A ideia de criar uma rádio surgiu, entre outras coisas, pela necessidade de falar e debater em público todas as questões que são importantes para o Morro Santa Marta. A meta era proteger e fortalecer a cultura local frente a mudanças drásticas no bairro, sobretudo a instalação de uma Unidade de Polícia Pacificadora (UPP) . A rádio começou a recolher informações e entrar em contato com pessoas que tiveram experiência em fazer mídia. Os equipamentos necessários para começar foram conseguidos por meio de doações. Em setembro de 2010, a Rádio Santa Marta entrou no ar pela primeira vez. Durante oito meses transmitia das seis horas da manhã até a meia-noite. Aproximadamente 20 locutores e locutoras estavam envolvidos em mais de 20 programas diferentes. Qualquer pessoa podia participar, sob a única condição de participar nas reuniões da rádio regularmente. A emissora trabalhava em estreita colaboração com os movimentos sociais e organizações dentro e fora da favela para organizar projetos conjuntamente. No dia 3 de maio de 2011, Dia Mundial da Liberdade de Imprensa, a Anatel, com a ajuda da Polícia Federal, apreendeu o transmissor da rádio. O confisco foi justificado pelo fato de que a rádio não contava com uma outorga oficial. Durante algum tempo, a Rádio Santa Marta ainda transmitiu através da internet, no entanto, as/os participantes numa reunião decidiram não continuar a programação, porque a ideia original sempre tinha sido transmitir por FM.
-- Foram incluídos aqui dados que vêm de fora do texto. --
PR #5911, opened 2026-06-02
Fix AsyncGRPO checkpoint resume triggering unnecessary vLLM inference

### LINKED ISSUE #5863: [AsyncGRPO] Loading from checkpoint recomputes all vLLM past requests
### Reproduction

Loading from a checkpoint, with default value of `ignore_data_skip=False` successfully skips the previous batches and does not apply any backward but it **does perform vLLM inference for all of the already-seen batches**.

    trainer = AsyncGRPOTrainer(
        model=args.model_path,
        ...
        train_dataset=dataset,
    )
    trainer.train(resume_from_checkpoint=...)

Can add more details later, I think this should be straight-forward for me to reproduce

Thanks in advance,

### System Info

- Python version: 3.12.13
- TRL version: 1.4.0
- Transformers version: 5.9.0
- Accelerate version: 1.13.0
- Datasets version: 4.8.5
- vLLM version: 0.19.0

### Checklist

AmmarHassona:
# What does this PR do?

When resuming from a checkpoint, the base Trainer's skip-and-replay loop pulls and discards batches from the DataLoader to fast-forward to the saved step. For `AsyncGRPOTrainer`, each discarded batch requires the rollout worker to call vLLM which wastes inference before training resumes.

Fixes #5863

**Changes:**

1. `AsyncGRPOTrainer.__init__` forces `ignore_data_skip=True` (with a warning if the user had it set otherwise) so the base Trainer's skip-and-replay loop never runs against the live rollout queue. `ignore_data_skip` is also added to `AsyncGRPOConfig` with `default=True` so the warning only fires when a user explicitly sets it to `False`.
2. A new `_SaveRolloutStateCallback` writes the rollout worker's current prompt position to `rollout_state.json` alongside each checkpoint. The position is computed as the low-water-mark of `_trained_groups` (the first untrained group id) plus `dataset_start_index`, so it reflects the training cursor rather than the generation cursor.
3. On resume, `_inner_training_loop` reads `rollout_state.json` and injects the saved index into the worker's spawn kwargs as `dataset_start_index` before `_StartRolloutWorkerCallback` fires. This is skipped for `IterableDataset` since streaming datasets have no `len()`. If `rollout_state.json` is absent, a warning is logged and the worker restarts from prompt 0.
4. `_AsyncRolloutLoop.__init__` accepts `dataset_start_index` and uses an O(1) Arrow slice (`dataset.select(range(start, len(dataset)))`) to fast-forward the dataset iterator before rollouts begin.

**Tests:**
Added `test_resume_from_checkpoint` and `TestRolloutStateCheckpoint` (3 unit tests, no GPU needed) covering the callback write, iterator skip, and `_inner_training_loop` assignment.

## Before submitting

- [x] Was this discussed/approved via a GitHub issue? https://github.com/huggingface/trl/issues/5863

## AI writing disclosure

## Who can review?

@AmineDiro @albertvillanova

---

> [!NOTE]
> **Medium Risk**
> Changes checkpoint/resume and epoch-stop accounting for long async GRPO runs; behavior is localized and covered by new tests, but incorrect cursor logic could skip or repeat prompts.
> 
> **Overview**
> Fixes checkpoint resume for **AsyncGRPO** so resuming no longer runs the base Trainer’s skip-and-replay loop against the live rollout queue (each skipped batch would otherwise trigger wasteful vLLM generation).
> 
> **`ignore_data_skip`** now defaults to **`True`** in `AsyncGRPOConfig` and is forced on in the trainer. Resume position is tracked separately via **`rollout_state.json`** written in **`_save_checkpoint`** (before the parent save/Hub upload) with **`prompt_index`** = trained cursor (`dataset_start_index` + first untrained `group_id`, including gaps when stale drops leave holes). On resume, **`_inner_training_loop`** loads that file into the worker’s **`dataset_start_index`** and **`_groups_before_resume`** so epoch stopping still counts prompts trained before the checkpoint; **`IterableDataset`** / missing state fall back to prompt 0 with warnings. The rollout loop fast-forwards with an Arrow **`dataset.select`** slice.
> 
> Docs describe the checkpoint/resume model; tests cover save ordering, hole handling, iterator skip, resume wiring, and end-to-end resume smoke.
> 
> <sup>Reviewed by [Cursor Bugbot](https://cursor.com/bugbot) for commit 1e5fe37de9a110821e8528c80ccab1fb7317def1. Bugbot is set up for automated code reviews on this repo. Configure [here](https://www.cursor.com/dashboard/bugbot).</sup>


AmmarHassona:
Fixed the missing `next()` after iterator reset on `StopIteration`

AmineDiro (changes requested):
Thanks for tackling this 🤗 
I think general checkpointing, start/resume from AsyncGRPO needs to get tightened a bit, so cool to see a PR, but  I'd like to push back on the layer the fix operates on, though, because I think it's working around base-class behavior and not the general design.

In AsyncGRPO, the dataloader pulls from a live queue that vLLM fills on the fly so there's no fixed batch N. It's just whatever's in the queue at that moment. So the base Trainer's skip-and-replay-batches logic doesn't apply to AsyncGRPO at all. 
This PR makes the replay cheap with dummy samples, but it's still working around a behavior that shouldn't run at all because we inherit it from base class.

IMO, the correct fix is to: 
-  Set `ignore_data_skip=True`. That completely turns off the replay loop, which is the right thing for streaming data. 
- The only thing left to do is tracking the dataset/prompt position in the worker: which prompt we're on. Right now the worker restarts at prompt 0 on resume, so we retrain on the first prompts. If we care about that, the fix belongs in the worker; we should just save the **prompt index** when checkpointing and skip the dataset iterator forward on resume.

AmmarHassona:
Thanks for the feedback! I completely understand your point and it makes sense, the base class skip logic doesn't apply and `ignore_data_skip=True` is the right fix.

Should I update the PR to apply that fix? Also, should prompt-position tracking in the worker be a follow-up issue, or is that also in scope here?

AmineDiro:
@AmmarHassona  you can implement in the same PR! 
more than happy ot review your work !

AmmarHassona:
Sounds good, I'll implement them in the PR! Thanks!

AmmarHassona:
Hi @AmineDiro, just checking in when you get a chance. Happy to address any additional feedback or comments you might have!

tests/experimental/test_async_grpo_trainer.py
```diff
@@ -134,3 +135,56 @@ def test_train(self):
...
+            report_to="none",
+        )
+
+        # First run: train for 2 steps, which saves a checkpoint at step 1.
+        trainer = AsyncGRPOTrainer(
+            model=model_id,
+            reward_funcs=dummy_reward_func,
+            args=training_args,
+            train_dataset=dataset,
+            rollout_worker=_StubRolloutWorker(tokenizer, dataset, num_generations=3),
```
albertvillanova, line 226: I think the position-tracking feature is never exercised by the test:
- You are passing as `rollout_worker` an instance of `_StubRolloutWorker`
- And the resume logic in `AsyncGRPOTrainer` is guarded by `isinstance(self.rollout_worker, AsyncRolloutWorker)`

The test only asserts `ignore_data_skip is True` and that resume doesn't crash with a stub.

However, the `global_step → prompts_sent` math, the `_loop_kwargs["dataset_start_index"]` assignment, and the worker's skip loop are all untested. The `dataset_start_index` doesn't appear anywhere in the test file.

Do you think at least a unit test could be implemented?

trl/experimental/async_grpo/async_grpo_trainer.py
```diff
@@ -770,6 +774,20 @@ def _sync_weight(self):
...
+        # We set dataset_start_index on _loop_kwargs before start() is called by the callback.
+        resume_from_checkpoint = kwargs.get("resume_from_checkpoint")
+        if resume_from_checkpoint is not None and isinstance(self.rollout_worker, AsyncRolloutWorker):
+            state_file = os.path.join(resume_from_checkpoint, "trainer_state.json")
+            if os.path.isfile(state_file):
+                global_step = TrainerState.load_from_json(state_file).global_step
+                if global_step > 0:
+                    batch_size = self.args.per_device_train_batch_size * self.accelerator.num_processes
+                    samples_seen = global_step * self.args.gradient_accumulation_steps * batch_size
+                    prompts_sent = samples_seen // self.args.num_generations
```
albertvillanova: I think this position is an approximation, not the saved cursor @AmineDiro asked for:
- @AmineDiro asked to "save the prompt index when checkpointing and skip forward on resume"
- This PR instead derives it: `prompts_sent = global_step * grad_accum * per_device_bs * num_proc // num_generations`

I think this diverges under staleness drops: `RolloutQueueDataset.__iter__` drops stale samples without counting them as trained. So by the time `global_step` is reached , the worker has produced more prompts than `samples_seen // num_generations`. The derived index lands behind the worker's true position, and the resumed run re-trains some already-seen prompts.

I would point out that this approach trades exactness for simplicity. Not a strong opinion though: either accept it with a comment noting the approximation, or persist the worker's actual group cursor via shared state at checkpoint time. 

@AmineDiro, what would you suggest?

trl/experimental/async_grpo/async_grpo_trainer.py
```diff
@@ -770,6 +774,20 @@ def _sync_weight(self):
...
+                    if isinstance(self.train_dataset, Dataset):
+                        self.rollout_worker._loop_kwargs["dataset_start_index"] = prompts_sent % len(self.train_dataset)
```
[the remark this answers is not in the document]
albertvillanova: I think this is right: `IterableDataset` resume silently restarts at prompt 0.

I think current implementation is defensible: `len()` and exact repositioning aren't generally possible on streaming data, and the main bug is still fixed. However, there's no comment explaining the deliberate choice. 

What about adding a one-line comment on the isinstance guard so a future maintainer doesn't read it as an oversight?

trl/experimental/async_grpo/async_grpo_trainer.py
albertvillanova: Additionally, there's no enforced divisibility between the global batch and `num_generations`, so `samples_seen` need not be a multiple of `num_generations`. The floor division then drops a partial group.

I would say this is a minor issue: one prompt may be re-generated. However, combined with my comment above (https://github.com/huggingface/trl/pull/5911/changes#r3473503158), it's another small source of drift.

trl/experimental/async_grpo/async_grpo_trainer.py
```diff
@@ -471,6 +472,9 @@ def __init__(
                 f"(max_staleness={self.args.max_staleness} × samples_per_step={samples_per_step})"
             )
 
+        # The base Trainer's data-skip replay loop doesn't apply to AsyncGRPO's live rollout queue.
+        self.args.ignore_data_skip = True
```
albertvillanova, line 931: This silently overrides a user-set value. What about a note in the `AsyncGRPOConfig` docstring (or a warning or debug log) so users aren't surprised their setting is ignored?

Hoje, as pessoas que moram no Santa Marta sentem falta do seu meio de comunicação: “O rádio foi, em contraste com os meios de comunicação comerciais, atento às necessidades dos moradores e sobre o que acontecia na favela”. A programação incluiu não só uma grande variedade de diferentes estilos de música e programas sobre a história do Rio de Janeiro e as suas favelas como também discussões sobre questões sociais e problemas atuais no Santa Marta, como a crescente urbanização e o deslocamento de moradores da favela. Na rádio falava-se muito do direito à moradia e as dificuldades associadas à chegada da UPP. A participação foi grande, a rádio foi considerada um bem coletivo que permitiu realizar o próprio direito à liberdade de expressão. A emissora permitia que o povo pudesse decidir sobre o conteúdo e a forma dos relatos radiofônicos: “Foi uma forma de falar e discutir publicamente o que realmente acontece aqui. A rádio não era como os meios de comunicação comerciais, constantemente expostos à influência do governo e empresas privadas que sempre controlam o que dizemos em público. Na rádio a gente foi capaz de falar sobre a realidade do Santa Marta. Foi um projeto colaborativo que reuniu muitas pessoas e instituições sociais”. Transmitir somente na internet, como foi a tentativa depois do fechamento não é considerado suficiente: “Nem todas as pessoas conseguem ouvir rádio na internet, porque não têm acesso ou não encontram o que procuram. Mas a rádio que transmitia em FM, poderia ser ouvido tanto em casa como em lojas, bares e outros locais públicos.”

*Amarc Brasil é o capítulo brasileiro da Associação Mundial de Rádios Comunitárias (http://amarc.org). Assim como a Amarc Internacional, a Amarc Brasil tem como missão promover a democracia na comunicação, especialmente no rádio, para favorecer a liberdade de expressão e contribuir para o desenvolvimento igualitário e sustentável das sociedades. Hoje está composta por mais de 50 associadas entre rádios comunitárias e educativas, centros de produção, associações e ativistas, reunidas pela defesa e exercício do direito à comunicação, com foco na radiodifusão comunitária. São eles e elas que fazem a gestão da rede com o objetivo de incidir em processos de democratização.